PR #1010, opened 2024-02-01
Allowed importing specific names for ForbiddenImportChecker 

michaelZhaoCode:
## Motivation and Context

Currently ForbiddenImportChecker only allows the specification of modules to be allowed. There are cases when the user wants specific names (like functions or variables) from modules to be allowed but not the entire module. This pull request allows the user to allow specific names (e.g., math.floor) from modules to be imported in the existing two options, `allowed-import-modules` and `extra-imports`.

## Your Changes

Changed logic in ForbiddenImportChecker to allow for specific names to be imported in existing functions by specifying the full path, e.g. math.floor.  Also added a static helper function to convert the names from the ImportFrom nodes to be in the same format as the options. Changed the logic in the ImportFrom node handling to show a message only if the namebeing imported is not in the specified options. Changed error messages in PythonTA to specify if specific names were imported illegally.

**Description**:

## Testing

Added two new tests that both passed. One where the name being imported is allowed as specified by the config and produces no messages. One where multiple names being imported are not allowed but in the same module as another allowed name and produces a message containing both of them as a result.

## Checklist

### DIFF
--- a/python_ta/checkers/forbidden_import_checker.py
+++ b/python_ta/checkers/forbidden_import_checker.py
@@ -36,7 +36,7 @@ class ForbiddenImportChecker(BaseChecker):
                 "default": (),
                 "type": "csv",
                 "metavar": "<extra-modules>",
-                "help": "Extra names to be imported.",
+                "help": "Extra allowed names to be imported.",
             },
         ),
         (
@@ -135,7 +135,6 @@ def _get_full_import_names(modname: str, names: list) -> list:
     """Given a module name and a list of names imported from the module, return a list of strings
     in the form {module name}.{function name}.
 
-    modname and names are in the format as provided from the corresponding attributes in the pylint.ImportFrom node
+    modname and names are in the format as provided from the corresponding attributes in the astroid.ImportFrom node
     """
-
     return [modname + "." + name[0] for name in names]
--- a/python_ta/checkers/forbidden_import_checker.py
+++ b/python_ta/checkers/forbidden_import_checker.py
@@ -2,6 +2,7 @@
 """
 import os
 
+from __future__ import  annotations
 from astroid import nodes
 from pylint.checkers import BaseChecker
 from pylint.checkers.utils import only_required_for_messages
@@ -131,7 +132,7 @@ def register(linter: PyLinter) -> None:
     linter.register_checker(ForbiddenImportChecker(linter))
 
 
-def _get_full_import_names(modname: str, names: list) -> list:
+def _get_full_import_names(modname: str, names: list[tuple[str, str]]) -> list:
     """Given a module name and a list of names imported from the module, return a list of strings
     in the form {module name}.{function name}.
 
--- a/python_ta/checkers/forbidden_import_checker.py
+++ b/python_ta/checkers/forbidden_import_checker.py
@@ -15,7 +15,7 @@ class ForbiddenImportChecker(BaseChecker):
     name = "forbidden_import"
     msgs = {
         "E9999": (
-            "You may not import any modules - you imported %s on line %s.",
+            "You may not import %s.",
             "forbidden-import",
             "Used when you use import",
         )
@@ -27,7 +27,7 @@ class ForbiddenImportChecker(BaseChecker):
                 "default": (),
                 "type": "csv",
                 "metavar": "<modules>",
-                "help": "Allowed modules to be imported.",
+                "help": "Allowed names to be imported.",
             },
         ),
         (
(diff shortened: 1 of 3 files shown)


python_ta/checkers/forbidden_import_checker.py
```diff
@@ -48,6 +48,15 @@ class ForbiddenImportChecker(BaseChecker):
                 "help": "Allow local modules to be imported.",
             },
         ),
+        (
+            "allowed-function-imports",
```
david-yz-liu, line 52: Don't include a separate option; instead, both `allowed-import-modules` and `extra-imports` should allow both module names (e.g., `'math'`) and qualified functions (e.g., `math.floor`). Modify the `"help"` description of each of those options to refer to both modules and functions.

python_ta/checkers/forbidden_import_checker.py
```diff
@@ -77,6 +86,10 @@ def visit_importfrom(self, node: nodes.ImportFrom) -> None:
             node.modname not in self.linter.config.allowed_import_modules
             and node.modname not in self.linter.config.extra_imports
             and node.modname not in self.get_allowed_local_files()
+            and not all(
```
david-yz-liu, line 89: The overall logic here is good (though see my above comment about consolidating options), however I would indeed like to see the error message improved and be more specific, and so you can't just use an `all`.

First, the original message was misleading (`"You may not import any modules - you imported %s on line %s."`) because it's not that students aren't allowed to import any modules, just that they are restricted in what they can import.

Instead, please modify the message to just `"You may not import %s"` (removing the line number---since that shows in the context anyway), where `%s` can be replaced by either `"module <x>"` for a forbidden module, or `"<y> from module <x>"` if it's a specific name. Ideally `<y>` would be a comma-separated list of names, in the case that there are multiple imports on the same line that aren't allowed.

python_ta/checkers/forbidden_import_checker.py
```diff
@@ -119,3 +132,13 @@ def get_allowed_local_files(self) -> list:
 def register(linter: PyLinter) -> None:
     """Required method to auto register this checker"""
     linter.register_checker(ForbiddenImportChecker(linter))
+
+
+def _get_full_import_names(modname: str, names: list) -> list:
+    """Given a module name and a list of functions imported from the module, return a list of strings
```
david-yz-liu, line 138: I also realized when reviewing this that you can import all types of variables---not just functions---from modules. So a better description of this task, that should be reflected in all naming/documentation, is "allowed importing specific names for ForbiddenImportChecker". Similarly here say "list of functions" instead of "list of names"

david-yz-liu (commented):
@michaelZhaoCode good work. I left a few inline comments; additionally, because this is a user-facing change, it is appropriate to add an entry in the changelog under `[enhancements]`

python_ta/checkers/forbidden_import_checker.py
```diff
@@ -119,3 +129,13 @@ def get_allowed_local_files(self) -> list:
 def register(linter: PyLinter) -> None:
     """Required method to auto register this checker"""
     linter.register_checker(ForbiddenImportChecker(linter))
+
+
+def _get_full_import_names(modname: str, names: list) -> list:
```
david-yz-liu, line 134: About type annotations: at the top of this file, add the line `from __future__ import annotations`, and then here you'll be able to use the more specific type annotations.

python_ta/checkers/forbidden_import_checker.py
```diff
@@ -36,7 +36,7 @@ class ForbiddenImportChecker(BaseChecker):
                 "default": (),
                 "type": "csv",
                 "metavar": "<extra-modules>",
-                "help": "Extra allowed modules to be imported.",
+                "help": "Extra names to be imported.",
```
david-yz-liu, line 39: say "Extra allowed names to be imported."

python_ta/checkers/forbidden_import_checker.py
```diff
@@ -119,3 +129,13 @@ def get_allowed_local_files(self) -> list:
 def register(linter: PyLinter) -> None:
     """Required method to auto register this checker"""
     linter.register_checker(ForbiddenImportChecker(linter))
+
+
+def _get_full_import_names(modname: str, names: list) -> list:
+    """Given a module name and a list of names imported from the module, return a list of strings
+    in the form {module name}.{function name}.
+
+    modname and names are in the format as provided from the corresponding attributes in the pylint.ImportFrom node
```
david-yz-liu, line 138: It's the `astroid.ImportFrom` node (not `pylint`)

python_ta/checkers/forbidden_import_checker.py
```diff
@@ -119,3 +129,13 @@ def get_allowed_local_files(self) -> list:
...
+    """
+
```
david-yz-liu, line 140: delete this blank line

== == ==

Gather all lines with the string "aren" from the data.

First, the original message was misleading (`"You may not import any modules - you imported %s on line %s."`) because it's not that students aren't allowed to import any modules, just that they are restricted in what they can import.
Instead, please modify the message to just `"You may not import %s"` (removing the line number---since that shows in the context anyway), where `%s` can be replaced by either `"module <x>"` for a forbidden module, or `"<y> from module <x>"` if it's a specific name. Ideally `<y>` would be a comma-separated list of names, in the case that there are multiple imports on the same line that aren't allowed.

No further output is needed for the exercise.